> Your instructions:
Retype exactly the lines below, beginning with the first and ending with the line where "-type logic_bindings_t = string" appears.

> Input records:
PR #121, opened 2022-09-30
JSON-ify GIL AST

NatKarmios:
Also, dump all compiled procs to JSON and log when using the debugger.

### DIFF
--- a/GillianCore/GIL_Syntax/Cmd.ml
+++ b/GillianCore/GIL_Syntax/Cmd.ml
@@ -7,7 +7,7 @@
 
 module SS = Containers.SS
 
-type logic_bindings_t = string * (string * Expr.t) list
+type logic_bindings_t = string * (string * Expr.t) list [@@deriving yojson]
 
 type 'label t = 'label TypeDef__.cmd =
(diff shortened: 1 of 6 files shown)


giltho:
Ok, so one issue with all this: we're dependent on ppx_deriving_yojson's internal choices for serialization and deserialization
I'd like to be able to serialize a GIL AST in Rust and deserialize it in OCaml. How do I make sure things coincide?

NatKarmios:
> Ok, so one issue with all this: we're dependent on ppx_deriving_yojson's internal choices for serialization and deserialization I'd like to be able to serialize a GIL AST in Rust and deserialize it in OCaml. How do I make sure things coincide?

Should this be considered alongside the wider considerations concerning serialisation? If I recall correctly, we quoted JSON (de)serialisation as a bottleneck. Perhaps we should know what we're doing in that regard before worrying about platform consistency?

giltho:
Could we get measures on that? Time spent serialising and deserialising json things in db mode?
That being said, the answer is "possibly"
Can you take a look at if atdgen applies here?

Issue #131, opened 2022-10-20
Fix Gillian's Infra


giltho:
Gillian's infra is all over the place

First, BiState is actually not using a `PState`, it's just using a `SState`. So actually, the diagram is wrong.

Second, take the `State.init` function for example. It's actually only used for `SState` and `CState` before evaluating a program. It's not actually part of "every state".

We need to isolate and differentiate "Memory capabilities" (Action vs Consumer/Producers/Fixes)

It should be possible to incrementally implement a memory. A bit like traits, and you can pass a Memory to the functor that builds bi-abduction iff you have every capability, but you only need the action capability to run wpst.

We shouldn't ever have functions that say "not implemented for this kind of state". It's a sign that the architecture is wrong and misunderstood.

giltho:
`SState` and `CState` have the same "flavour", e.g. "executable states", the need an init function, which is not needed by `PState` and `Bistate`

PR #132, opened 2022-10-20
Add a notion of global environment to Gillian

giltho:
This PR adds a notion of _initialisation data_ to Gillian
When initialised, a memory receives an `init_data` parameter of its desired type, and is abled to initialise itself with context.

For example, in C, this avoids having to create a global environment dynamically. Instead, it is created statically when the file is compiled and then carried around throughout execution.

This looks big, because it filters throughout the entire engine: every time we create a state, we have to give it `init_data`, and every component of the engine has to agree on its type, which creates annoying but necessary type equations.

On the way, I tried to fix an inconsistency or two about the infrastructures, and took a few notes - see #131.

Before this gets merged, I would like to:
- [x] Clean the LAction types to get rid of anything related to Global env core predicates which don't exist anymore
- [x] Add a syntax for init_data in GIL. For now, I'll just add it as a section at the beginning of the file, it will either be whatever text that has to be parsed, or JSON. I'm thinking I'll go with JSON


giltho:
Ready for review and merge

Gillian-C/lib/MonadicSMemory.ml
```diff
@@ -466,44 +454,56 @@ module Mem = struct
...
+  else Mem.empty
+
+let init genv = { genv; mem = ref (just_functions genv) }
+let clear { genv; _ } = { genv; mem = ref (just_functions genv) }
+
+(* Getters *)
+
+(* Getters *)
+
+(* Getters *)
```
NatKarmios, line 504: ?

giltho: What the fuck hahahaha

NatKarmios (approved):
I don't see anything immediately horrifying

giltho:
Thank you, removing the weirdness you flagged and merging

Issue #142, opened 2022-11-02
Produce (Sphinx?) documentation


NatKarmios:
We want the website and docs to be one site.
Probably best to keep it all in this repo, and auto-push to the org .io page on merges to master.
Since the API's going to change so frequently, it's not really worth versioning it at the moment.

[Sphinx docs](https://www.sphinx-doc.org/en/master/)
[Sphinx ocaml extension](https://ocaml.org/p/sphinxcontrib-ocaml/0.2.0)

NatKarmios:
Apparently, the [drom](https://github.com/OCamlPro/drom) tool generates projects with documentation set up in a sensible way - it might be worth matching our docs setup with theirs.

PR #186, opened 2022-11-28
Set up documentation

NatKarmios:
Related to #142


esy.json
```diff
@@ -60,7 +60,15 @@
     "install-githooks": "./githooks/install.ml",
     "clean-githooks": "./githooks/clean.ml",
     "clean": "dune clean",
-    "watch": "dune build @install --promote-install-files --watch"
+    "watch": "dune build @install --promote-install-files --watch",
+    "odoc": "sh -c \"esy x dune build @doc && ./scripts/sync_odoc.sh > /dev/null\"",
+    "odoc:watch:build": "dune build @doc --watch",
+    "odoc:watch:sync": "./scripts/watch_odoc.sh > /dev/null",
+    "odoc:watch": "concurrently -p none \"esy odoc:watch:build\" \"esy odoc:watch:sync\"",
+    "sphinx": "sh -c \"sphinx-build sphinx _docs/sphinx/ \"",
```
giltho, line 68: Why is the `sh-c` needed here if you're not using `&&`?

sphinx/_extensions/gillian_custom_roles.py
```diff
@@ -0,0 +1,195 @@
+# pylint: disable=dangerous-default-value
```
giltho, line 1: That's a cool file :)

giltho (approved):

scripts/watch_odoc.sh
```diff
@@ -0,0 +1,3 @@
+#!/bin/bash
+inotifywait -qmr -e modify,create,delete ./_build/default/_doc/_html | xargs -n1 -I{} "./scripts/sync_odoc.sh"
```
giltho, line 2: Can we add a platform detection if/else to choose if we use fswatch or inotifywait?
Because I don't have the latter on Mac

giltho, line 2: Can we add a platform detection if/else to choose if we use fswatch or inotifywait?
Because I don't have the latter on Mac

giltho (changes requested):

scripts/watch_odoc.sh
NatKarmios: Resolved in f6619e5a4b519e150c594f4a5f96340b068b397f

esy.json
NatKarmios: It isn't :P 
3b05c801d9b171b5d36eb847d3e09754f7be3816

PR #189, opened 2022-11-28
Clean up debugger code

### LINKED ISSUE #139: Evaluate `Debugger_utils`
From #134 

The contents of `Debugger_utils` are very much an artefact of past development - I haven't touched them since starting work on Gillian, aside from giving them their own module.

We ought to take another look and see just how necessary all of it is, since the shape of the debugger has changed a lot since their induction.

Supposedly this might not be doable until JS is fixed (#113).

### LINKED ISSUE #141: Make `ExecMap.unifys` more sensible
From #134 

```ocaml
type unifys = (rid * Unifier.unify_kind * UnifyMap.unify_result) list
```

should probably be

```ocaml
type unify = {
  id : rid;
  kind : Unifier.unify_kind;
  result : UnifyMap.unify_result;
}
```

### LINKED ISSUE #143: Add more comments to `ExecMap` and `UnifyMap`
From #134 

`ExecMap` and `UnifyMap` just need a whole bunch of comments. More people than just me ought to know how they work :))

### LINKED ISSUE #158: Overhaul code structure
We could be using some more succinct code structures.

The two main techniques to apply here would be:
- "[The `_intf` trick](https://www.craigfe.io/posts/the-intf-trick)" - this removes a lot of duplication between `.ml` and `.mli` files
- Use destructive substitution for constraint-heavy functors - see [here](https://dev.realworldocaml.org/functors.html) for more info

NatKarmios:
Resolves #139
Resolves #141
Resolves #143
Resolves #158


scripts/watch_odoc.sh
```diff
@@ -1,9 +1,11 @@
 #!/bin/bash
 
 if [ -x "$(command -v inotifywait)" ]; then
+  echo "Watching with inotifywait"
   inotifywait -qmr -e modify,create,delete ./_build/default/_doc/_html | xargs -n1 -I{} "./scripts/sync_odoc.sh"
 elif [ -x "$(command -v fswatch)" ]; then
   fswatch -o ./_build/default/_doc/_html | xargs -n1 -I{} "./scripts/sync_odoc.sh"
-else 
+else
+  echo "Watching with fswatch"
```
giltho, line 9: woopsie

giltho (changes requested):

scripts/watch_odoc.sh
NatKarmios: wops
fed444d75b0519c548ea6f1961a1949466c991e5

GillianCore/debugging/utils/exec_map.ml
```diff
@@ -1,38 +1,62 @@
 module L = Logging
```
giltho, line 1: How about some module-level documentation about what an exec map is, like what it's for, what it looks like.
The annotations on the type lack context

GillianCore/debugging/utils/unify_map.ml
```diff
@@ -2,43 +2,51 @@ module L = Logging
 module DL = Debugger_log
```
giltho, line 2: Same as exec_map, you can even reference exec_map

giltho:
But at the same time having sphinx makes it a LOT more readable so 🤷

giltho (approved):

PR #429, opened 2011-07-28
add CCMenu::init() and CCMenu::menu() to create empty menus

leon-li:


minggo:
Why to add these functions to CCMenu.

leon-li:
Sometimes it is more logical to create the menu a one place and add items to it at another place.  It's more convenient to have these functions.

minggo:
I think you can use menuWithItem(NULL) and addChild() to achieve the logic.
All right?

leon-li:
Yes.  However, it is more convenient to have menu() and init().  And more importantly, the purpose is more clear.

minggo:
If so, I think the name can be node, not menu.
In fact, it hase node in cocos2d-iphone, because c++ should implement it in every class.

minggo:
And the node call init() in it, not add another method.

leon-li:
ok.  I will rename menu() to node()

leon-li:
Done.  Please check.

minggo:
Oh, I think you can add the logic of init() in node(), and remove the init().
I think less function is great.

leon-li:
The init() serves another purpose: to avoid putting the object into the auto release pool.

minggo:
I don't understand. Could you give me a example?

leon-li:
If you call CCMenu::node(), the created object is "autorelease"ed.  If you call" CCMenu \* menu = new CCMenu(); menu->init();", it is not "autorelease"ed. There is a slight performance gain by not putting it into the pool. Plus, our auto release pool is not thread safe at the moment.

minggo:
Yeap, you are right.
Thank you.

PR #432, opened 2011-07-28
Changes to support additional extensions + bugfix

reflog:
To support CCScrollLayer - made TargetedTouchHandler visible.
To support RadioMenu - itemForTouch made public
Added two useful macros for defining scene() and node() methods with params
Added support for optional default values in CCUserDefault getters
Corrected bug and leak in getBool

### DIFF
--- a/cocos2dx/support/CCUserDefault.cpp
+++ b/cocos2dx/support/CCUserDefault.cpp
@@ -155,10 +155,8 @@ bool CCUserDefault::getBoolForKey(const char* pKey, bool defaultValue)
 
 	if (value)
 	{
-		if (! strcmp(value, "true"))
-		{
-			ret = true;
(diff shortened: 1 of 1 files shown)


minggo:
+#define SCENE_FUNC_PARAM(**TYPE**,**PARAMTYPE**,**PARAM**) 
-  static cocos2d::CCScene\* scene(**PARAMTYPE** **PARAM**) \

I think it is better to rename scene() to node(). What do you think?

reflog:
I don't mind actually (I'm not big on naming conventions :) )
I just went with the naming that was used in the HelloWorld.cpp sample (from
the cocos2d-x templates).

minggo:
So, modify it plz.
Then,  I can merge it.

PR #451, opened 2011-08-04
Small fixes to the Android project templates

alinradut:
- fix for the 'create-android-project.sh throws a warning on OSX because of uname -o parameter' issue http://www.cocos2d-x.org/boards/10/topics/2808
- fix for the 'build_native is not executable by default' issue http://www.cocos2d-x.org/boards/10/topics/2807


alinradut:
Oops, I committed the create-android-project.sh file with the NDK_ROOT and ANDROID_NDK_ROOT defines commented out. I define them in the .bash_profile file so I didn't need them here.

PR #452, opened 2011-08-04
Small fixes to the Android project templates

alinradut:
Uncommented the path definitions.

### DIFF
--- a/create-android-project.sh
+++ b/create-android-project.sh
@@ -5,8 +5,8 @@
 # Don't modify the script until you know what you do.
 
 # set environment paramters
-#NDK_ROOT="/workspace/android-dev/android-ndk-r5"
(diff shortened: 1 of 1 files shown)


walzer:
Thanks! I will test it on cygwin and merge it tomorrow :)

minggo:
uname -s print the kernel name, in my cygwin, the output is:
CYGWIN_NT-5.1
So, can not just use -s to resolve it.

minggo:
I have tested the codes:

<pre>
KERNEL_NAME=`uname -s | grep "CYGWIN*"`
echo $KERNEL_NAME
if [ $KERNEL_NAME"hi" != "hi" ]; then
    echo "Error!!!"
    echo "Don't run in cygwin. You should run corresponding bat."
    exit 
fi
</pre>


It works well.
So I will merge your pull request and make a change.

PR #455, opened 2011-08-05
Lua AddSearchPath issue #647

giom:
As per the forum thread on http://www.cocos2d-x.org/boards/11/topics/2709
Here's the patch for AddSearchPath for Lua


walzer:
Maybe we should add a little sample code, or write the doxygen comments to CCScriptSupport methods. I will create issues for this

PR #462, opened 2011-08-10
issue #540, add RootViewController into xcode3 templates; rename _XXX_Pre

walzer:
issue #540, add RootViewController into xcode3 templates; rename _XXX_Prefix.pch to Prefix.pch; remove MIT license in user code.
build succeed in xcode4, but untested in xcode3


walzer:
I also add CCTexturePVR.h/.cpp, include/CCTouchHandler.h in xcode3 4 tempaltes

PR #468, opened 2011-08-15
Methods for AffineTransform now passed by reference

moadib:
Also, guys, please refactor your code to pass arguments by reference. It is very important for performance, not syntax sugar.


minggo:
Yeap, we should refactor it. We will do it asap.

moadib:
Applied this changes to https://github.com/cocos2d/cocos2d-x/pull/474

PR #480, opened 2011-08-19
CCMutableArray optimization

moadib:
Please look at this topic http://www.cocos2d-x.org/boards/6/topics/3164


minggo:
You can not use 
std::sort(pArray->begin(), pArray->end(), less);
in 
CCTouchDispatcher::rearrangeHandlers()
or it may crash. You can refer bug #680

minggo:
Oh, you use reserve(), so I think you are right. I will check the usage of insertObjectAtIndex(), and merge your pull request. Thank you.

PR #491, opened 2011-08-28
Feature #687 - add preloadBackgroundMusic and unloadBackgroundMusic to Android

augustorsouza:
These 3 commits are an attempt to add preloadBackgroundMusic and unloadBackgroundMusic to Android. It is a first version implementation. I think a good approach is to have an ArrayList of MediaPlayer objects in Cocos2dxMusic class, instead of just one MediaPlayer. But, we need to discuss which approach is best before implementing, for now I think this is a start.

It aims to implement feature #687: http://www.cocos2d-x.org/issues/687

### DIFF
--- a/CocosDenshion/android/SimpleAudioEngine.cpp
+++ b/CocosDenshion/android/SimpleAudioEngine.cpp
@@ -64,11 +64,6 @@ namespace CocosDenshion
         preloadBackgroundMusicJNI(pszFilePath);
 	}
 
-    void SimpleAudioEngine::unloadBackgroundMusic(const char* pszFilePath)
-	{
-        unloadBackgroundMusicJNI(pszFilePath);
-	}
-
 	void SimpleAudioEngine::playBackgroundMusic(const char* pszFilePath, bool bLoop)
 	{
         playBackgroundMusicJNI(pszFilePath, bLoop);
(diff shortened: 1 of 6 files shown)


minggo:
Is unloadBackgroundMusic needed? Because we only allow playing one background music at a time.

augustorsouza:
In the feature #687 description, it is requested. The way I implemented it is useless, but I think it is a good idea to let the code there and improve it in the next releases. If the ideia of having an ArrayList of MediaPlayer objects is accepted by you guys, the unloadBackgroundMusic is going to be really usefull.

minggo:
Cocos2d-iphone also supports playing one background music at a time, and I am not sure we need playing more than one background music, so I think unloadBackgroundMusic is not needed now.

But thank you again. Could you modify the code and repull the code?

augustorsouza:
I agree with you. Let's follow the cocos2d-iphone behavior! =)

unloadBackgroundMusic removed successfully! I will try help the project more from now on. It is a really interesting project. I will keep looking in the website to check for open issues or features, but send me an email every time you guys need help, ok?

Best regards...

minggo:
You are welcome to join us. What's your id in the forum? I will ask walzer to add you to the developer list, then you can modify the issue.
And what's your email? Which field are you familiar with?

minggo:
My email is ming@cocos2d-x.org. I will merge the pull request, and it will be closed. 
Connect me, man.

> Your solution:
PR #121, opened 2022-09-30
JSON-ify GIL AST

NatKarmios:
Also, dump all compiled procs to JSON and log when using the debugger.

### DIFF
--- a/GillianCore/GIL_Syntax/Cmd.ml
+++ b/GillianCore/GIL_Syntax/Cmd.ml
@@ -7,7 +7,7 @@
 
 module SS = Containers.SS
 
-type logic_bindings_t = string * (string * Expr.t) list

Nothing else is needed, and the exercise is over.